= Plateau d'Assy =

Plateau d'Assy (/fr/) is a region in the French Alps, in Haute-Savoie department, France, near the border of Italy. The plateau is at an altitude of 3,450 ft in the foothills of Mont Blanc. Primarily an agricultural district, the plateau is also a winter sports area. The village of Passy is located here.

The plateau, situated below the Fiz mountain range, is popular with paragliders and hang-gliders, and hosts the largest paragliding school in France. In the 1950s the plateau was serviced by a cable car from Chedde, but this no longer exists.

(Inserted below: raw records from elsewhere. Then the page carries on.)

PR #2153, opened 2025-07-15
Check for host flash hash running before initing hash block

labbott:
If the control plane sends multiple `StartHostFlashHash` messages it is possible to re-init the hash block while it is in progress.


drv/cosmo-hf/src/hf.rs
```diff
@@ -615,9 +615,6 @@ impl idl::InOrderHostFlashImpl for ServerImpl {
         dev: HfDevSelect,
     ) -> Result<(), RequestError<HfError>> {
         self.drv.check_flash_mux_state()?;
-        if self.hash.task.init_sha256().is_err() {
-            return Err(HfError::HashError.into());
-        }
 
         match self.hash.state {
```
hawkw, line 621: perhaps worth a comment on why we do this in that order?

hawkw (approved):

PR #2154, opened 2025-07-16
Use 16-channel virtual mux on Cosmo

mkeeter:
Right now, the Cosmo FPGAs (main and front) both pretend to contain a set of PCA9545 muxes.  This PR switches to a **single** virtual 16-channel mux, which reduces writes (since we no longer need to deactivate virtual mux _N_ before activating virtual mux _M_).

Having a single mux also makes it more logically consistent to have a single reset pin, see https://github.com/oxidecomputer/hardware-cosmo/issues/619

Finally, it gives us a place to put the delay required by the physical switches' timing that _doesn't_ mess with our existing driver.

~So far, this PR only has Hubris changes; FPGA updates to come.~


app/cosmo/base.toml
```diff
@@ -634,8 +584,8 @@ removable = true
 # SMBUS_FPGA2_TO_CEMD
 [[config.i2c.devices]]
 bus = "front"
-mux = 2
-segment = 1
+mux = 1
+segment = 4
```
labbott, line 588: Why does this start at segment 4?

mkeeter: I don't understand the question; U.2s `A` through `C` U.2 are on segment 1-3 (above), and `D` is on segment 4 (here)

labbott: Question withdrawn once I hit the expand button to see more (thanks github)

PR #2156, opened 2025-07-16
build: Always include default caboose

hawkw:
As discussed [here][1] and in subsequent comments, we include the default metadata values in every image with a caboose, so we may as well just not make it optional. Doing so lets us remove the `caboose.default = (true|false)` TOML key. This simplifies some things in the build system. I've also updated the docs to reflect this.

[1]: https://github.com/oxidecomputer/hubris/pull/2151#discussion_r2210530056

Depends on #2151


doc/guide/caboose.html
```diff
@@ -0,0 +1,646 @@
+<!DOCTYPE html>
```
labbott: Did you intend to check this in? I was briefly shocked by the diffstat

labbott (commented):
I'd vote for adding this to the other PR fwiw but having it separate is fine too

doc/guide/caboose.html
hawkw: agh, whoops --- i staged the wrong file by mistake. will fix!

PR #2158, opened 2025-07-17
Flash chassis LED on Cosmo

mkeeter:
To help debug https://github.com/oxidecomputer/hubris/issues/2157 , we'd like to have some indication that the Hubris kernel is running.

PR #2159, opened 2025-07-17
Bump Cosmo `control-plane-agent` stack size

mkeeter:
This isn't detected by the stack size check because `serde` has recursive calls.

```
humility: attached to dump
system time = 123546
20 control_plane_agent          0   8 FAULT: stack overflow; sp=0x2402ffd8 (was: ready)
   could not read registers: read of 32 bytes from invalid address: 0x2402ffd8
   guessing at stack trace using saved frame pointer
   |
   +--->  0x24031870 0x08054b98 <hubpack::de::SeqAccess as serde::de::SeqAccess>::next_element_seed
                     @ /crates.io/hubpack-0.1.2/src/de.rs:280
```

Marking it as a draft, pending testing on hardware (as part of #2158)

### DIFF
--- a/app/cosmo/base.toml
+++ b/app/cosmo/base.toml
@@ -268,7 +268,7 @@ notifications = ["socket"]
 [tasks.control_plane_agent]
 name = "task-control-plane-agent"
 priority = 8
-stacksize = 6256
+stacksize = 7000
 start = true
 uses = ["usart1"]
 task-slots = [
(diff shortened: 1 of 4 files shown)


mkeeter:
> Is it possible that we need to make a similar change on Gimlet? control-plane-agent code is basically the same on both compute sleds...

yeah, I'll do so, since this is particularly rough failure mode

A notable feature of the area is the modern church of Notre Dame de Toute Grace, begun in 1937 and consecrated in 1950. It was designed by the architect Maurice Novarina, and the artists who contributed to its decoration, include Fernand Léger, Jean Lurçat, Germaine Richier, Marc Chagall, Jacques Lipchitz, and Georges Rouault. The church was built through the efforts of Father Marie-Alain Couturier, a Dominican priest, who sought to revitalize church architecture through the contributions of the best contemporary artists regardless of their faith.

Plateau d'Assy was host to a sanatorium for tuberculosis patients. In 1970, 74 people died including 56 children when the sanatorium was hit by a landslide.